------ TASK MATERIAL ------

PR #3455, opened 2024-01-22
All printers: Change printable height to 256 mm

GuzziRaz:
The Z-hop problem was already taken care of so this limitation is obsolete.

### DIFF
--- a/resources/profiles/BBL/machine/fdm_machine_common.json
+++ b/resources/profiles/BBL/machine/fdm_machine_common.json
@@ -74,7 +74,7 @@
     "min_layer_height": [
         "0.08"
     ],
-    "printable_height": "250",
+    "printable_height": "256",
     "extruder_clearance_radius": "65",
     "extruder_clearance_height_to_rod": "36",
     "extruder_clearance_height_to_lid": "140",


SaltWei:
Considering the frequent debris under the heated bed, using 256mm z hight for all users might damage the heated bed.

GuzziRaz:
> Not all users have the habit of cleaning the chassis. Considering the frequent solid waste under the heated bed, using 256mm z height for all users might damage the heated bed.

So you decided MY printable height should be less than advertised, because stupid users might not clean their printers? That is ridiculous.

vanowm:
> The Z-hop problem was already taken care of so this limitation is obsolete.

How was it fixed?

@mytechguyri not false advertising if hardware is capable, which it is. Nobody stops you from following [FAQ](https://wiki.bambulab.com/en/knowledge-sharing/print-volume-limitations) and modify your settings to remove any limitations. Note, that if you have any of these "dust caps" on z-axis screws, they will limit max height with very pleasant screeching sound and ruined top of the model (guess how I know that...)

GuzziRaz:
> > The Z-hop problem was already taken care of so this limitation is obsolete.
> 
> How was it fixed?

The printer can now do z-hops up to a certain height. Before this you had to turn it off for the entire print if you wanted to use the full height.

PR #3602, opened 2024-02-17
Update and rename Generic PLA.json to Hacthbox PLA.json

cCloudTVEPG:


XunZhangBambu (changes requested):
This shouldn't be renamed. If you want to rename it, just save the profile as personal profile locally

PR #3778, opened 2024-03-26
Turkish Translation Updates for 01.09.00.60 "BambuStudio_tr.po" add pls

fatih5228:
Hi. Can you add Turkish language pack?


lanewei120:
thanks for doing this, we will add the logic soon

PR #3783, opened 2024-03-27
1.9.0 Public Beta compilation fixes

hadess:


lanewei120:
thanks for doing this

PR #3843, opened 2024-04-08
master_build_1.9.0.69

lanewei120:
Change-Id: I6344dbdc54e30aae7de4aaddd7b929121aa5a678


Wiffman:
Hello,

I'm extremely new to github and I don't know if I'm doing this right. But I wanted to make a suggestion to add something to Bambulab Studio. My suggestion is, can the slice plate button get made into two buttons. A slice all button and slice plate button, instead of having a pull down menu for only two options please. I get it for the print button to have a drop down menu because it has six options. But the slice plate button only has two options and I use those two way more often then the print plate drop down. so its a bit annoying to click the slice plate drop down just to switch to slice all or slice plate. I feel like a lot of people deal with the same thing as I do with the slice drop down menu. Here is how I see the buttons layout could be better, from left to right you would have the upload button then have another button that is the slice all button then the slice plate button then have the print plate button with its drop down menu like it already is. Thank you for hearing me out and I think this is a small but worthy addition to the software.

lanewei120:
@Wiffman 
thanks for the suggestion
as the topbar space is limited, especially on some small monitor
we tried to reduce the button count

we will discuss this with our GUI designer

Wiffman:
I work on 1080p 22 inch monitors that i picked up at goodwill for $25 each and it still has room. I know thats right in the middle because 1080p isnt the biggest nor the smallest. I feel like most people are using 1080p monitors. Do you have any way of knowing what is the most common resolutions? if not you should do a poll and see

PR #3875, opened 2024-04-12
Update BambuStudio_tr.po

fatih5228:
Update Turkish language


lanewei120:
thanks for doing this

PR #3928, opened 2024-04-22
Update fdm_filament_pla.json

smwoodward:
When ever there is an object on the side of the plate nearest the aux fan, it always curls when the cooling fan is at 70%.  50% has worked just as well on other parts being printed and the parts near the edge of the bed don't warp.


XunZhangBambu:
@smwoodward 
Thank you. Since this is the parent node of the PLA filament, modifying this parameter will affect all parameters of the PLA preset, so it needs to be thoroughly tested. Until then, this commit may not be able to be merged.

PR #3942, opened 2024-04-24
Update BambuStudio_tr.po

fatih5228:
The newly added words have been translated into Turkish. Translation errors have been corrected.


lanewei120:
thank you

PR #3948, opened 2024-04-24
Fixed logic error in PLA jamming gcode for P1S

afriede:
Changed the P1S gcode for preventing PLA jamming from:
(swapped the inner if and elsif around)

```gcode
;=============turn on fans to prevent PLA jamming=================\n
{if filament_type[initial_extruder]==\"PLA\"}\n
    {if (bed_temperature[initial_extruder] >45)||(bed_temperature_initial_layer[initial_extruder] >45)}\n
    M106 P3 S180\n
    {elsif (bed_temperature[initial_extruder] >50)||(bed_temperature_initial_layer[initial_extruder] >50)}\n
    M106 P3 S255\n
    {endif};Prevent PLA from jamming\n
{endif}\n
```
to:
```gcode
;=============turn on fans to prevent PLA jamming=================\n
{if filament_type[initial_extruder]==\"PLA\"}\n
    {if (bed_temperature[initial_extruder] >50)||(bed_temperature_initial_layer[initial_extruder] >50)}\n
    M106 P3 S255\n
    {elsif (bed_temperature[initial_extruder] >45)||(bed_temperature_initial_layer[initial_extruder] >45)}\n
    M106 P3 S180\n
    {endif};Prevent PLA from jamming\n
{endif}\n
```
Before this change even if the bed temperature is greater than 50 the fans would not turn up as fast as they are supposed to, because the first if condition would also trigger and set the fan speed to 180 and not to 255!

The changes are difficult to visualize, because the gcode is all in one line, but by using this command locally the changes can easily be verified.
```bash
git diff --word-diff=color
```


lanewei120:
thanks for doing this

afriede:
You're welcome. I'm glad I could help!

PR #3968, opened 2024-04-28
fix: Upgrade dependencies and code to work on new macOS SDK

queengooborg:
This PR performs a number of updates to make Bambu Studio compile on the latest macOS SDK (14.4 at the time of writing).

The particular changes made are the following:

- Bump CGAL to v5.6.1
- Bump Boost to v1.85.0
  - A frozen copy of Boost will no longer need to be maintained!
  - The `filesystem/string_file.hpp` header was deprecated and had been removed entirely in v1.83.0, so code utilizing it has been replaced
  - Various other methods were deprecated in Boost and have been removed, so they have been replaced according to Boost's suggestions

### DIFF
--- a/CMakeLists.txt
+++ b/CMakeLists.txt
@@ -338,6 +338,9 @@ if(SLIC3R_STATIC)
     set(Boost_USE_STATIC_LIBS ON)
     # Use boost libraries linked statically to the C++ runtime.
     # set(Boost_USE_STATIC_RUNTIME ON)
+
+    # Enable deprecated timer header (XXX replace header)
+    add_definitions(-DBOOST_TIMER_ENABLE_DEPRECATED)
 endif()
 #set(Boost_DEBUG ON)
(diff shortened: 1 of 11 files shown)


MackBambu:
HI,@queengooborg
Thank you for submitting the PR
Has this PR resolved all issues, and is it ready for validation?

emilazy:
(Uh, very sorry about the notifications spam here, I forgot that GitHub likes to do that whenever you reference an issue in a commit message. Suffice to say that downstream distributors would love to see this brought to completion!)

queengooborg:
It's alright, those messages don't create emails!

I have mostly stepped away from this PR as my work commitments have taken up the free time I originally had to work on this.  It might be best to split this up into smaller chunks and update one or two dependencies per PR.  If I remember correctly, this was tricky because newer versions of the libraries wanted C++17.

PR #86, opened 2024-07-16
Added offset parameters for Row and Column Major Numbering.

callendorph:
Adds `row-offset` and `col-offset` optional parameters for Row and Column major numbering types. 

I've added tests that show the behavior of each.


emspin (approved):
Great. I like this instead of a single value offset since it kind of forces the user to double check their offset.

------

**TASK REQUIREMENTS**
Each line above must be retyped exactly.

**OUTPUT FOR THIS TASK**
PR #3455, opened 2024-01-22
All printers: Change printable height to 256 mm

GuzziRaz:
The Z-hop problem was already taken care of so this limitation is obsolete.

### DIFF
--- a/resources/profiles/BBL/machine/fdm_machine_common.json
+++ b/resources/profiles/BBL/machine/fdm_machine_common.json
@@ -74,7 +74,7 @@
     "min_layer_height": [
         "0.08"
     ],
-    "printable_height": "250",
+    "printable_height": "256",
     "extruder_clearance_radius": "65",
     "extruder_clearance_height_to_rod": "36",
     "extruder_clearance_height_to_lid": "140",


SaltWei:
Considering the frequent debris under the heated bed, using 256mm z hight for all users might damage the heated bed.

GuzziRaz:
> Not all users have the habit of cleaning the chassis. Considering the frequent solid waste under the heated bed, using 256mm z height for all users might damage the heated bed.

So you decided MY printable height should be less than advertised, because stupid users might not clean their printers? That is ridiculous.

vanowm:
> The Z-hop problem was already taken care of so this limitation is obsolete.

How was it fixed?

@mytechguyri not false advertising if hardware is capable, which it is. Nobody stops you from following [FAQ](https://wiki.bambulab.com/en/knowledge-sharing/print-volume-limitations) and modify your settings to remove any limitations. Note, that if you have any of these "dust caps" on z-axis screws, they will limit max height with very pleasant screeching sound and ruined top of the model (guess how I know that...)

GuzziRaz:
> > The Z-hop problem was already taken care of so this limitation is obsolete.
> 
> How was it fixed?

The printer can now do z-hops up to a certain height. Before this you had to turn it off for the entire print if you wanted to use the full height.

PR #3602, opened 2024-02-17
Update and rename Generic PLA.json to Hacthbox PLA.json

cCloudTVEPG:


XunZhangBambu (changes requested):
This shouldn't be renamed. If you want to rename it, just save the profile as personal profile locally

PR #3778, opened 2024-03-26
Turkish Translation Updates for 01.09.00.60 "BambuStudio_tr.po" add pls

fatih5228:
Hi. Can you add Turkish language pack?


lanewei120:
thanks for doing this, we will add the logic soon

PR #3783, opened 2024-03-27
1.9.0 Public Beta compilation fixes

hadess:


lanewei120:
thanks for doing this

PR #3843, opened 2024-04-08
master_build_1.9.0.69

lanewei120:
Change-Id: I6344dbdc54e30aae7de4aaddd7b929121aa5a678


Wiffman:
Hello,

I'm extremely new to github and I don't know if I'm doing this right. But I wanted to make a suggestion to add something to Bambulab Studio. My suggestion is, can the slice plate button get made into two buttons. A slice all button and slice plate button, instead of having a pull down menu for only two options please. I get it for the print button to have a drop down menu because it has six options. But the slice plate button only has two options and I use those two way more often then the print plate drop down. so its a bit annoying to click the slice plate drop down just to switch to slice all or slice plate. I feel like a lot of people deal with the same thing as I do with the slice drop down menu. Here is how I see the buttons layout could be better, from left to right you would have the upload button then have another button that is the slice all button then the slice plate button then have the print plate button with its drop down menu like it already is. Thank you for hearing me out and I think this is a small but worthy addition to the software.

lanewei120:
@Wiffman 
thanks for the suggestion
as the topbar space is limited, especially on some small monitor
we tried to reduce the button count

we will discuss this with our GUI designer

Wiffman:
I work on 1080p 22 inch monitors that i picked up at goodwill for $25 each and it still has room. I know thats right in the middle because 1080p isnt the biggest nor the smallest. I feel like most people are using 1080p monitors. Do you have any way of knowing what is the most common resolutions? if not you should do a poll and see

PR #3875, opened 2024-04-12
Update BambuStudio_tr.po

fatih5228:
Update Turkish language


lanewei120:
thanks for doing this

PR #3928, opened 2024-04-22
Update fdm_filament_pla.json

smwoodward:
When ever there is an object on the side of the plate nearest the aux fan, it always curls when the cooling fan is at 70%.  50% has worked just as well on other parts being printed and the parts near the edge of the bed don't warp.


XunZhangBambu:
@smwoodward 
Thank you. Since this is the parent node of the PLA filament, modifying this parameter will affect all parameters of the PLA preset, so it needs to be thoroughly tested. Until then, this commit may not be able to be merged.

PR #3942, opened 2024-04-24
Update BambuStudio_tr.po

fatih5228:
The newly added words have been translated into Turkish. Translation errors have been corrected.


lanewei120:
thank you

PR #3948, opened 2024-04-24
Fixed logic error in PLA jamming gcode for P1S

afriede:
Changed the P1S gcode for preventing PLA jamming from:
(swapped the inner if and elsif around)

```gcode
;=============turn on fans to prevent PLA jamming=================\n
{if filament_type[initial_extruder]==\"PLA\"}\n
    {if (bed_temperature[initial_extruder] >45)||(bed_temperature_initial_layer[initial_extruder] >45)}\n
    M106 P3 S180\n
    {elsif (bed_temperature[initial_extruder] >50)||(bed_temperature_initial_layer[initial_extruder] >50)}\n
    M106 P3 S255\n
    {endif};Prevent PLA from jamming\n
{endif}\n
```
to:
```gcode
;=============turn on fans to prevent PLA jamming=================\n
{if filament_type[initial_extruder]==\"PLA\"}\n
    {if (bed_temperature[initial_extruder] >50)||(bed_temperature_initial_layer[initial_extruder] >50)}\n
    M106 P3 S255\n
    {elsif (bed_temperature[initial_extruder] >45)||(bed_temperature_initial_layer[initial_extruder] >45)}\n
    M106 P3 S180\n
    {endif};Prevent PLA from jamming\n
{endif}\n
```
Before this change even if the bed temperature is greater than 50 the fans would not turn up as fast as they are supposed to, because the first if condition would also trigger and set the fan speed to 180 and not to 255!

The changes are difficult to visualize, because the gcode is all in one line, but by using this command locally the changes can easily be verified.
```bash
git diff --word-diff=color
```


lanewei120:
thanks for doing this

afriede:
You're welcome. I'm glad I could help!

PR #3968, opened 2024-04-28
fix: Upgrade dependencies and code to work on new macOS SDK

queengooborg:
This PR performs a number of updates to make Bambu Studio compile on the latest macOS SDK (14.4 at the time of writing).

The particular changes made are the following:

- Bump CGAL to v5.6.1
- Bump Boost to v1.85.0
  - A frozen copy of Boost will no longer need to be maintained!
  - The `filesystem/string_file.hpp` header was deprecated and had been removed entirely in v1.83.0, so code utilizing it has been replaced
  - Various other methods were deprecated in Boost and have been removed, so they have been replaced according to Boost's suggestions

### DIFF
--- a/CMakeLists.txt
+++ b/CMakeLists.txt
@@ -338,6 +338,9 @@ if(SLIC3R_STATIC)
     set(Boost_USE_STATIC_LIBS ON)
     # Use boost libraries linked statically to the C++ runtime.
     # set(Boost_USE_STATIC_RUNTIME ON)
+
+    # Enable deprecated timer header (XXX replace header)
+    add_definitions(-DBOOST_TIMER_ENABLE_DEPRECATED)
 endif()
 #set(Boost_DEBUG ON)
(diff shortened: 1 of 11 files shown)


MackBambu:
HI,@queengooborg
Thank you for submitting the PR
Has this PR resolved all issues, and is it ready for validation?

emilazy:
(Uh, very sorry about the notifications spam here, I forgot that GitHub likes to do that whenever you reference an issue in a commit message. Suffice to say that downstream distributors would love to see this brought to completion!)

queengooborg:
It's alright, those messages don't create emails!

I have mostly stepped away from this PR as my work commitments have taken up the free time I originally had to work on this.  It might be best to split this up into smaller chunks and update one or two dependencies per PR.  If I remember correctly, this was tricky because newer versions of the libraries wanted C++17.

PR #86, opened 2024-07-16
Added offset parameters for Row and Column Major Numbering.

callendorph:
Adds `row-offset` and `col-offset` optional parameters for Row and Column major numbering types. 

I've added tests that show the behavior of each.


emspin (approved):
Great. I like this instead of a single value offset since it kind of forces the user to double check their offset.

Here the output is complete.